> EXERCISE BRIEF: A complete answer includes every line below with the word "numbers".

Segment Start: RECORDS FOR THIS EXERCISE

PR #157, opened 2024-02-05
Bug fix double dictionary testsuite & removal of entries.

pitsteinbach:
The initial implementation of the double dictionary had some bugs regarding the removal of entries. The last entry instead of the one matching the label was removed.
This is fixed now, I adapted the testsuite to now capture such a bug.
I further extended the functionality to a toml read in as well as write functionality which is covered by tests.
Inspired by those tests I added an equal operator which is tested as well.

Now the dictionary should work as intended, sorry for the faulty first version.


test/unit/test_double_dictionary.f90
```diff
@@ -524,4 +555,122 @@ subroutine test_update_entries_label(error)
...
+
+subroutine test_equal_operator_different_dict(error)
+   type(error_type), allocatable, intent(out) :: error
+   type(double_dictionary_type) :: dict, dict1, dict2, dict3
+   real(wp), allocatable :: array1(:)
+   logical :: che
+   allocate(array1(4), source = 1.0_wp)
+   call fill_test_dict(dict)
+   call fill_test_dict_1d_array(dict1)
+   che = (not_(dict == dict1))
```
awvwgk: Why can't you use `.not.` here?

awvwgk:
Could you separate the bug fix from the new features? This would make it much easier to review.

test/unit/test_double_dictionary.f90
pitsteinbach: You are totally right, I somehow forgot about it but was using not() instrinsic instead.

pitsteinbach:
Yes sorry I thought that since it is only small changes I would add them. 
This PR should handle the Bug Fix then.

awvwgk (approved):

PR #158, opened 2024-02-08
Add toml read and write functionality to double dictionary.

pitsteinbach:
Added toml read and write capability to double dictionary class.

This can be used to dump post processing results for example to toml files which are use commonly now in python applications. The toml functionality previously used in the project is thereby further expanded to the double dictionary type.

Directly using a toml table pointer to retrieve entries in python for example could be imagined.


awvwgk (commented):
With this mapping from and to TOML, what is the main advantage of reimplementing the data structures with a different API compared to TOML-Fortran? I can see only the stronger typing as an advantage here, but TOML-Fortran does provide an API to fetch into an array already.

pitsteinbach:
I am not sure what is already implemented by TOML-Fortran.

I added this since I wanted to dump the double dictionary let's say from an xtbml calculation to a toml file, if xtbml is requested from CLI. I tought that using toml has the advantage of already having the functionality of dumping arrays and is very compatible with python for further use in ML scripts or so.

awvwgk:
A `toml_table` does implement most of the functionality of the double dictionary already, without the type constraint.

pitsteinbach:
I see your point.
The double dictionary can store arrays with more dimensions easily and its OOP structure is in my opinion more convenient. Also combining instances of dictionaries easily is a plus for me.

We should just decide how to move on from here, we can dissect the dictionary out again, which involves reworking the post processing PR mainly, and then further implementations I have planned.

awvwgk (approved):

Segment End: RECORDS FOR THIS EXERCISE
Segment Start: RECORDS FOR THIS EXERCISE

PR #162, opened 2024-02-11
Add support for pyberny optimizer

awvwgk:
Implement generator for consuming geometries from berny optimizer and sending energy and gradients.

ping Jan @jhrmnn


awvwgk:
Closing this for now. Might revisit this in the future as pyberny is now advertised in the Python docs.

Segment End: RECORDS FOR THIS EXERCISE
Segment Start: RECORDS FOR THIS EXERCISE

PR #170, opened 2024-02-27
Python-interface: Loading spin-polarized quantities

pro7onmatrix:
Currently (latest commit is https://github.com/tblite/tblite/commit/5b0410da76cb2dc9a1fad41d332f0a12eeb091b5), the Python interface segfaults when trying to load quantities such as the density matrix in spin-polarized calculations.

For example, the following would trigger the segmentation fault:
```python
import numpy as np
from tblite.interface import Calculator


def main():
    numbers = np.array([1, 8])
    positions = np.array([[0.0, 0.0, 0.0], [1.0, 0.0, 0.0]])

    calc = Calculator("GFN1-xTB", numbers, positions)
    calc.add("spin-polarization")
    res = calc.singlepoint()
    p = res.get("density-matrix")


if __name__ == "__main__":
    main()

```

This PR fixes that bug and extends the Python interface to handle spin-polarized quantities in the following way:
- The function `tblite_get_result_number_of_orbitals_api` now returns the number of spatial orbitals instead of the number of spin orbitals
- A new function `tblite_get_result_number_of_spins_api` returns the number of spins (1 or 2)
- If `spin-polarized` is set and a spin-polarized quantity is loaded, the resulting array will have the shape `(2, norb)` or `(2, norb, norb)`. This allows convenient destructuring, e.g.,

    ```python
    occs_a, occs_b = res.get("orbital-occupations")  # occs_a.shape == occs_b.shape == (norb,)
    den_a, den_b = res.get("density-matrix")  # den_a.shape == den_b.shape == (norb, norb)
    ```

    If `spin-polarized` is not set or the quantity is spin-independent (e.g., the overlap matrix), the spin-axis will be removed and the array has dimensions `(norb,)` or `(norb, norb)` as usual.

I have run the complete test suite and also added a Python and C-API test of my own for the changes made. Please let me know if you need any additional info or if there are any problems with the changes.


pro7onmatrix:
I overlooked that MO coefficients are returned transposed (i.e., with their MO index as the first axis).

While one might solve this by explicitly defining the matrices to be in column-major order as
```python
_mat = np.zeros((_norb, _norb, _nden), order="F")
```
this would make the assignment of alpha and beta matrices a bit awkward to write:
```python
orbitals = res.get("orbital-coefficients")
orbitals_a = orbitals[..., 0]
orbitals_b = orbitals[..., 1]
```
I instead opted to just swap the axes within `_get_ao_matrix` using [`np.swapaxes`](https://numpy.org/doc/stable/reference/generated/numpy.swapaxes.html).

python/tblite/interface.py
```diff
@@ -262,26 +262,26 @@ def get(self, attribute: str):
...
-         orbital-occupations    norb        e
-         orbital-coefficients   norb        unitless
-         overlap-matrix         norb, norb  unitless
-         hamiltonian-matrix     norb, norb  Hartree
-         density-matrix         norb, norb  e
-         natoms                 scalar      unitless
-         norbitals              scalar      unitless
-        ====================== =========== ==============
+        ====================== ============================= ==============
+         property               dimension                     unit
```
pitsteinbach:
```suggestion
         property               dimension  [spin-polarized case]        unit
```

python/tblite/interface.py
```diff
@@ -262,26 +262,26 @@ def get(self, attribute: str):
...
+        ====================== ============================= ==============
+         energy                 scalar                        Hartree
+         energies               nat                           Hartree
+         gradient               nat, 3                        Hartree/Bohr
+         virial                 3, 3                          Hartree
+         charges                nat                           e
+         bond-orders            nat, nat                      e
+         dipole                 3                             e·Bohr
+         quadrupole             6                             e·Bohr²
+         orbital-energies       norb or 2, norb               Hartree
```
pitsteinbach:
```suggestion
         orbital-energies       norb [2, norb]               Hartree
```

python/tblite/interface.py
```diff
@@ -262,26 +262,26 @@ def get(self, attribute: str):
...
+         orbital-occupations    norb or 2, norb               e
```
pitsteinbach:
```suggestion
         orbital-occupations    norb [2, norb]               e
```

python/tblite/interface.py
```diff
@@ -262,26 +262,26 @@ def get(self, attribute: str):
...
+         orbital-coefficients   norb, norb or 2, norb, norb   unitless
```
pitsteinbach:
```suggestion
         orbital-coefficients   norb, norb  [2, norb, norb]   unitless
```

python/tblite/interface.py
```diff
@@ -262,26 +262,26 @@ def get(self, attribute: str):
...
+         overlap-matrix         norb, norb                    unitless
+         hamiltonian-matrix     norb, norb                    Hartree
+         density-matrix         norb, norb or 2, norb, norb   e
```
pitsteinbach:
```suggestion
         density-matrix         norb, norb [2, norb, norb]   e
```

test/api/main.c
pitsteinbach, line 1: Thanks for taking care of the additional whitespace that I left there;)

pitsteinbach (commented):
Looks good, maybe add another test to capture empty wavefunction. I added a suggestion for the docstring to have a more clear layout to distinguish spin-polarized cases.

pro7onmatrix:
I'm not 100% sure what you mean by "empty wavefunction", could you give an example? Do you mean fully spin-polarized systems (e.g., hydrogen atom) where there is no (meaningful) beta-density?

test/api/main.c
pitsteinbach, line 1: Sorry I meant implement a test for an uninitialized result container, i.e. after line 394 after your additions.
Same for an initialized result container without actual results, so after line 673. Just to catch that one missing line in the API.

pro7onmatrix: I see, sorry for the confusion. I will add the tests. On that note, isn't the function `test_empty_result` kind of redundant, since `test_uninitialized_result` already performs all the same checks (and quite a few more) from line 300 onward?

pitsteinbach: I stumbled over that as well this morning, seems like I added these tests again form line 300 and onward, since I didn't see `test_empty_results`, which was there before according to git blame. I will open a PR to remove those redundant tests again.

Segment End: RECORDS FOR THIS EXERCISE

> RESPONSE AREA:
    numbers = np.array([1, 8])
    calc = Calculator("GFN1-xTB", numbers, positions)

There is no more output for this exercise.